Question On Resources
I am running Asterisk 13.30.0
40 core CPU (VM) VMware. CentOS 7
32 G ram
10G vmx network
Should be plenty of room for anything…
Yes asterisk is running 270% CPU… Is it not taking advantage of the 40 cores ?
I am bring around 300 SIP endpoints in a muted audio conference (so one way) and this spikes up the CPU to 270%.
Is there something I dont have set right to take advantage to the resourses?
Thanks
Jerry
4 thoughts on - Question On Resources
Doesn’t that mean, effectively that you are using the equivalent of 100% of 2.7 CPUs?
–Don
From: asterisk-users On Behalf Of Jerry Geis Sent: Thursday, August 4, 2022 7:33 PM
To: Asterisk Users Mailing List – Non-Commercial Discussion
Subject: [asterisk-users] Question on resources
I am running Asterisk 13.30.0
40 core CPU (VM) VMware.
CentOS 7
32 G ram
10G vmx network
Should be plenty of room for anything…
Yes asterisk is running 270% CPU…
Is it not taking advantage of the 40 cores ?

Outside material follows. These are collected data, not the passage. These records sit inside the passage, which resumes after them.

PR #340, opened 2022-09-26
Try installing rust

jetjake:


dnut:
I think rust should just be a prerequisite. I don't like the idea of an app's build process automatically installing software into my system.

jetjake:
@dnut its for cloudflare pages only and I named it as such.  Which sucks but its better than committing the dist folders for now.  A better solution is building the library artifacts and pushing them to an artifact storage as part of CI and then having cloudflare pull those down, but not sure cloudflare pages supports that from what I researched today.  I am just making a marginally better change in lieu of a shittier one

jetjake:
Also, @dnut apologies, the PR should have been a draft.  That's my fault.

dnut:
Makes sense. Seems fine as a new command only used by cloudflare. I just heard the alarm bells ringing because I thought this might get merged any second, meanwhile `yarn build` is a command people are running all the time just to build the code.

I am bring around 300 SIP endpoints in a muted audio conference (so one way) and this spikes up the CPU to 270%.
Is there something I dont have set right to take advantage to the resourses?
Thanks
Jerry
Hi,
Am Donnerstag, dem 04.08.2022 um 20:32 -0400 schrieb Jerry Geis:
What type of conference? Is it meetme or confbridge?
AFAIK meetme is working on a single thread…
HTH,
Karsten
—
Hi Jerry,
If I recall correctly, there was a talk at an AstriCon or a web page somewhere that I came across at one point (I’m having a hard time finding it now) that dove in fairly deep into Asterisk performance related to multiple cores.
And if I recall correctly, the conclusion was that the drop-off was around 8-12 cores — and beyond that the extra cores aren’t doing much other than helping schedule work and you can’t really get more concurrent calls by adding more cores.
Someone who is a bit more well-versed in large-machine performance with Asterisk can certainly chime in here, but from what I gather, throwing
40 cores at a single Asterisk instance is not the magic bullet to support a massive number of calls.